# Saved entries
== == ==

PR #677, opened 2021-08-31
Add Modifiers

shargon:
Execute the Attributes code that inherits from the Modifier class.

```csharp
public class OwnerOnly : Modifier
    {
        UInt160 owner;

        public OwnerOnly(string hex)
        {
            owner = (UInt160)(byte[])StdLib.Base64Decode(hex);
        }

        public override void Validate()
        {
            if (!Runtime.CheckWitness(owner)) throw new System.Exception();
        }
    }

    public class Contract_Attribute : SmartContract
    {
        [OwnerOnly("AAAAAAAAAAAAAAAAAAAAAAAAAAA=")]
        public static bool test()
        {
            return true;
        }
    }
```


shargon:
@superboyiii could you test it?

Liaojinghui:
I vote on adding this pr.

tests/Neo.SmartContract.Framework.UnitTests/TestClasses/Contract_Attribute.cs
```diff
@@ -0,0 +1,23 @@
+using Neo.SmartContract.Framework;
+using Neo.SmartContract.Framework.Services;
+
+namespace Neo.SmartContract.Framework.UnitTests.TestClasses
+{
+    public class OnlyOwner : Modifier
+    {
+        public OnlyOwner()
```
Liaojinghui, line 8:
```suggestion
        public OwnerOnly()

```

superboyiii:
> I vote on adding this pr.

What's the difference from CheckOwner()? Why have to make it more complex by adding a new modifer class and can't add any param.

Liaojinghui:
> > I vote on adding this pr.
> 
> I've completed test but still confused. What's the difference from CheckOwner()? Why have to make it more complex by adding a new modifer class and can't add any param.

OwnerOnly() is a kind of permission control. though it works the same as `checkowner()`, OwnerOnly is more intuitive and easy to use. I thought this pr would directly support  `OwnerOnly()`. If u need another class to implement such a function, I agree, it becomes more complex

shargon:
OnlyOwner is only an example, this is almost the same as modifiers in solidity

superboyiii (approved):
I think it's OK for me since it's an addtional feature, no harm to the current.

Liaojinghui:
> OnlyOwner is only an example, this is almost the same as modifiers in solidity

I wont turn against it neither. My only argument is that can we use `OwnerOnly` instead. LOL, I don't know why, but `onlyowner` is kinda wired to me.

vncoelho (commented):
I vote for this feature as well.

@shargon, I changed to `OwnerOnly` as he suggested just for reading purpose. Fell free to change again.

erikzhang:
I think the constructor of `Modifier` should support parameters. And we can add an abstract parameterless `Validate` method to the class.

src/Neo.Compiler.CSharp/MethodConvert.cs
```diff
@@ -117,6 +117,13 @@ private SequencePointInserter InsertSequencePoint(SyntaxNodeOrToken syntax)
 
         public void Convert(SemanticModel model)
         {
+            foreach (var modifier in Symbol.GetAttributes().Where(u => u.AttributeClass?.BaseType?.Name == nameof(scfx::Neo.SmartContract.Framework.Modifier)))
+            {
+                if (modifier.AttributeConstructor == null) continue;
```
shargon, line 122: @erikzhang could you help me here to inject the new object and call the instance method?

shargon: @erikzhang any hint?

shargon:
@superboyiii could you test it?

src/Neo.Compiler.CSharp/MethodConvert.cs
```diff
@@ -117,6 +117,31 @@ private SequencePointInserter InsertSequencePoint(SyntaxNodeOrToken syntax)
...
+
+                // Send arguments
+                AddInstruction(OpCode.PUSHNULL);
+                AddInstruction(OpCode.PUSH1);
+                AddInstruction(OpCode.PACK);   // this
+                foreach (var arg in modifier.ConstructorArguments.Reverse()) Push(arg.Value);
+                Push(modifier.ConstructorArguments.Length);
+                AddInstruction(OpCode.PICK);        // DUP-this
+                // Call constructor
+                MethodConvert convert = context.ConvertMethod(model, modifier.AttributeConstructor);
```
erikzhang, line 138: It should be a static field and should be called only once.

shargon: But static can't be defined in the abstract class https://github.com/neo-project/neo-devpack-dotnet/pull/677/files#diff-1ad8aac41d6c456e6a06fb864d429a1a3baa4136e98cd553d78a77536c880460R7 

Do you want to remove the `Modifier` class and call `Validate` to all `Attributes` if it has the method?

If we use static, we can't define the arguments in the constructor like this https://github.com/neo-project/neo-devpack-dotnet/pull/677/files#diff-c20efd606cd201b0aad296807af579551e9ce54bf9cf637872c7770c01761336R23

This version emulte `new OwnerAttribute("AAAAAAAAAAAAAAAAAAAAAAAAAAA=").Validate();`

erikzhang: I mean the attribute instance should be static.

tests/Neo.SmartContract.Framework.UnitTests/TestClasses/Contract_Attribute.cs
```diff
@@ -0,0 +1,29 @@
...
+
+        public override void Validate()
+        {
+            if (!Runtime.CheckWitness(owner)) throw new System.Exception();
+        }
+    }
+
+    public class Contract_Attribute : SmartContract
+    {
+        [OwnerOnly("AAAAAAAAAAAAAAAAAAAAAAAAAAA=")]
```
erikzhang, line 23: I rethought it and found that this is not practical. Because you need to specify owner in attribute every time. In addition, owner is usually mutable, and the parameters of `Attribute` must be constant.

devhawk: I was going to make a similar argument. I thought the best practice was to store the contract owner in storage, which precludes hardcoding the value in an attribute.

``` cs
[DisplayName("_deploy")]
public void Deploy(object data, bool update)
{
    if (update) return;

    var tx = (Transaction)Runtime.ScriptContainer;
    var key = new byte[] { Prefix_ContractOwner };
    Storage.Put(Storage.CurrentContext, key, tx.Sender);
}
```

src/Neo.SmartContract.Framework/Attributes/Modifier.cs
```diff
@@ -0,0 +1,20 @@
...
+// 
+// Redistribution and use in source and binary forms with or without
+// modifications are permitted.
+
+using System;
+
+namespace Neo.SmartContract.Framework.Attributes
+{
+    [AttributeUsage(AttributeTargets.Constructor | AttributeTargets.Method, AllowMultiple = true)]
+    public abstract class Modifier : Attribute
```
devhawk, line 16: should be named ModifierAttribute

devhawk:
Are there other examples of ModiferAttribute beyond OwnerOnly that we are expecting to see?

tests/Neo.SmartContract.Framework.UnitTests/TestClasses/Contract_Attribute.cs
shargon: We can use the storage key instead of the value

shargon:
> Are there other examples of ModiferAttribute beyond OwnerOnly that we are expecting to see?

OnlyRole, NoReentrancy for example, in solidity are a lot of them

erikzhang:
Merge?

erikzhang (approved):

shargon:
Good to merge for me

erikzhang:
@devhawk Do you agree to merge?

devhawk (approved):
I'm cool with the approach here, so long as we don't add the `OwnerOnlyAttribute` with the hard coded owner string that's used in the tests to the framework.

== == ==

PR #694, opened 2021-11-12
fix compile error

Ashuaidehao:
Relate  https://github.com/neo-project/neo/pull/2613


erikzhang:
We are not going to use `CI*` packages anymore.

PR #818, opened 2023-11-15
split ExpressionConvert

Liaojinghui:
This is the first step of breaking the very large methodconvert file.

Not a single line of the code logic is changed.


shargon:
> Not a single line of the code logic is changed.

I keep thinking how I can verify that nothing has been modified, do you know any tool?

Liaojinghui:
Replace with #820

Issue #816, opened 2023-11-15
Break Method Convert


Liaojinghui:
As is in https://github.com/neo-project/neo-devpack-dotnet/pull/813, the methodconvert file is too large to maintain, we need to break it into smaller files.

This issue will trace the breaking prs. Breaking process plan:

== == ==

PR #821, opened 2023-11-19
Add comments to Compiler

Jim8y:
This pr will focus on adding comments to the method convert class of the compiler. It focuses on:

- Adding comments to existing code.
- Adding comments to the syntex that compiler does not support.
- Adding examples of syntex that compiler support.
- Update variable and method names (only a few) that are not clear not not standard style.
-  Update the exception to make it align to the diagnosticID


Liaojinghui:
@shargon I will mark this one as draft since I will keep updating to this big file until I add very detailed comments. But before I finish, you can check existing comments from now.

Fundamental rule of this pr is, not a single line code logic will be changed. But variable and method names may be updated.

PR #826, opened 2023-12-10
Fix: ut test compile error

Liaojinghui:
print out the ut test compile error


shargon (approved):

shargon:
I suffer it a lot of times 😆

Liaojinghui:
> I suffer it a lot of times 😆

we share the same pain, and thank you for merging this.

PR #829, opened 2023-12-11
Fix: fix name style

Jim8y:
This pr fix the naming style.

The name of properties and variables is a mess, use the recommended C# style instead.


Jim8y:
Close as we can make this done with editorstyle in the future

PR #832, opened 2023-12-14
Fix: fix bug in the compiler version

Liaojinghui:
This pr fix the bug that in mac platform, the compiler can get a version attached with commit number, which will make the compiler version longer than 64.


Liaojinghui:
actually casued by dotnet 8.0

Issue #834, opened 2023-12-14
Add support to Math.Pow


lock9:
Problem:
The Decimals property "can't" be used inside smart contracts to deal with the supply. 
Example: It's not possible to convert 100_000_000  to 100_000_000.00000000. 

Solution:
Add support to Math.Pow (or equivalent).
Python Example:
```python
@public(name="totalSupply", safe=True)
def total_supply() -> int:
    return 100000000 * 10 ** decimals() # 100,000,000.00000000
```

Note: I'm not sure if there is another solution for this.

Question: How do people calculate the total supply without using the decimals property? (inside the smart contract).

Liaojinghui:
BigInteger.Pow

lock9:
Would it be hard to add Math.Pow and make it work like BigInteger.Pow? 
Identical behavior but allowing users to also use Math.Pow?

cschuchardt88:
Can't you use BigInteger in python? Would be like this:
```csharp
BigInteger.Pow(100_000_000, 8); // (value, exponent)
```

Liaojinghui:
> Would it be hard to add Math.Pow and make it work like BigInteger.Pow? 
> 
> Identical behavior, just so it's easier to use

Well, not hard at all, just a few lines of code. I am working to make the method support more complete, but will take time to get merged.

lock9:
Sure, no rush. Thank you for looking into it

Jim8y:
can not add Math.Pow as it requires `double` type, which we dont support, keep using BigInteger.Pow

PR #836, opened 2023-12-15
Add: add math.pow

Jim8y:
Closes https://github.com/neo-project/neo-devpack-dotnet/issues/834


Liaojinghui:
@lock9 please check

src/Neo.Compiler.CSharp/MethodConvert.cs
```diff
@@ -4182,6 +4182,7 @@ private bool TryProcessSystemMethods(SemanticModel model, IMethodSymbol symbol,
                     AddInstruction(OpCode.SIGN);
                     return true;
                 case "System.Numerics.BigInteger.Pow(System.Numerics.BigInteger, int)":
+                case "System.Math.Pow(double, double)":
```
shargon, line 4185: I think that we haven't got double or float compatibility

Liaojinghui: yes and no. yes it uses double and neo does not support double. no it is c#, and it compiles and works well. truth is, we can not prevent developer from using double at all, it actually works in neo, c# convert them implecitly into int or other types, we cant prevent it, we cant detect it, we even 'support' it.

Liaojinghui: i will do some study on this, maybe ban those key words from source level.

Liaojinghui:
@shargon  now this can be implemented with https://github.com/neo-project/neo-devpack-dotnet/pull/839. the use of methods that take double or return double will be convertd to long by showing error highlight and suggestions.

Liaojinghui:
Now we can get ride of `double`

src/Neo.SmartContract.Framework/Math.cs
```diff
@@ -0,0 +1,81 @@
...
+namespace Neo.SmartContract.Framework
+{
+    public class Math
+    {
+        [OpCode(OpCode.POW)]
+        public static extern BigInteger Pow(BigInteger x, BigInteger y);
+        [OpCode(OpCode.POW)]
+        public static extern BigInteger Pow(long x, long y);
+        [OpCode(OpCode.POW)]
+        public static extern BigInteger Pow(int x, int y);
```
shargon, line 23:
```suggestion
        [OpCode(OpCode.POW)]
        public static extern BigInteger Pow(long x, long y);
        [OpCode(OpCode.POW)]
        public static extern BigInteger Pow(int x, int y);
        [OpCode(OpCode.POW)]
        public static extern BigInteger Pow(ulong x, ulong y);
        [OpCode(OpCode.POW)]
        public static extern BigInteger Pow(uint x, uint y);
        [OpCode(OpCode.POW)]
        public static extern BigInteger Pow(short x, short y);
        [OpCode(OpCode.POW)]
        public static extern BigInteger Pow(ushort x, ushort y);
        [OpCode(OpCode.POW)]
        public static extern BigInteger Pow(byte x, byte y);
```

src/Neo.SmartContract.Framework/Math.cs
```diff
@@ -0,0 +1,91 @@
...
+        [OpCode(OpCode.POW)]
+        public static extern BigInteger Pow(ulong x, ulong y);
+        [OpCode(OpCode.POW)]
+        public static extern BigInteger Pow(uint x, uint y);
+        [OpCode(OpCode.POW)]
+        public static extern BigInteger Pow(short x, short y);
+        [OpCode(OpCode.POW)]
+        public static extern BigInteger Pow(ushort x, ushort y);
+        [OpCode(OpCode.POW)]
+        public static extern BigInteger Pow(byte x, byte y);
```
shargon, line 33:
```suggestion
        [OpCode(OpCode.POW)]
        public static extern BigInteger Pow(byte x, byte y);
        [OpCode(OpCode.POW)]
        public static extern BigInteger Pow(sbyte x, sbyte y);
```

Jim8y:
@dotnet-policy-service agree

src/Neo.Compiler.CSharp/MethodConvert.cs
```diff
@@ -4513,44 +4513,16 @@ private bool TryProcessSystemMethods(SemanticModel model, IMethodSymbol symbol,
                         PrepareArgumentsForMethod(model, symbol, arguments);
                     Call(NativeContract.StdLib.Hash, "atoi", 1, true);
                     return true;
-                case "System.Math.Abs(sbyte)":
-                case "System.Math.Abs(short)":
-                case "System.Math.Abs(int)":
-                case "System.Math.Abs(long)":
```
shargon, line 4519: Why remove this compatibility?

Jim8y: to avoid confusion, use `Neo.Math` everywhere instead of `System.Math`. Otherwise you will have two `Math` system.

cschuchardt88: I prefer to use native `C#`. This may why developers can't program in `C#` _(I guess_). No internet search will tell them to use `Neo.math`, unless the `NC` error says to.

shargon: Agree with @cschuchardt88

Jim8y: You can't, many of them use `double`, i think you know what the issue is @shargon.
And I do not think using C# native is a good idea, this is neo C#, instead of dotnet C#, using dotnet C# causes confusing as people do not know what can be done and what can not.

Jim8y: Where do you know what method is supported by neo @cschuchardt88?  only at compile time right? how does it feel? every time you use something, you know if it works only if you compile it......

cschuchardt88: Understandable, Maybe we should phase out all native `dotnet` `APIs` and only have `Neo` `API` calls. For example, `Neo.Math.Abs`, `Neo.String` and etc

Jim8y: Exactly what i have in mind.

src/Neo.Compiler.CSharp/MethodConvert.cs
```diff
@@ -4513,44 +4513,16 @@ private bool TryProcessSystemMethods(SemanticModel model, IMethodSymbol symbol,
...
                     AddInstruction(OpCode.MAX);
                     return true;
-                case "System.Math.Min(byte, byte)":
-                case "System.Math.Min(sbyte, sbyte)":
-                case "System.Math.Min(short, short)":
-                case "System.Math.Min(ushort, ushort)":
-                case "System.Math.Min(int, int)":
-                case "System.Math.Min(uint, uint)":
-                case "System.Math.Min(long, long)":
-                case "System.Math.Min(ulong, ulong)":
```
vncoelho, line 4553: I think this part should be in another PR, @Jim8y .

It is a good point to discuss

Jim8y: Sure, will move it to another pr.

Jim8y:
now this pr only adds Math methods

== == ==

# Exercise objective
This exercise requires the lines of the entries containing the string "github".

# Completed exercise
shargon: But static can't be defined in the abstract class https://github.com/neo-project/neo-devpack-dotnet/pull/677/files#diff-1ad8aac41d6c456e6a06fb864d429a1a3baa4136e98cd553d78a77536c880460R7 
If we use static, we can't define the arguments in the constructor like this https://github.com/neo-project/neo-devpack-dotnet/pull/677/files#diff-c20efd606cd201b0aad296807af579551e9ce54bf9cf637872c7770c01761336R23
Relate  https://github.com/neo-project/neo/pull/2613
As is in https://github.com/neo-project/neo-devpack-dotnet/pull/813, the methodconvert file is too large to maintain, we need to break it into smaller files.
Closes https://github.com/neo-project/neo-devpack-dotnet/issues/834
@shargon  now this can be implemented with https://github.com/neo-project/neo-devpack-dotnet/pull/839. the use of methods that take double or return double will be convertd to long by showing error highlight and suggestions.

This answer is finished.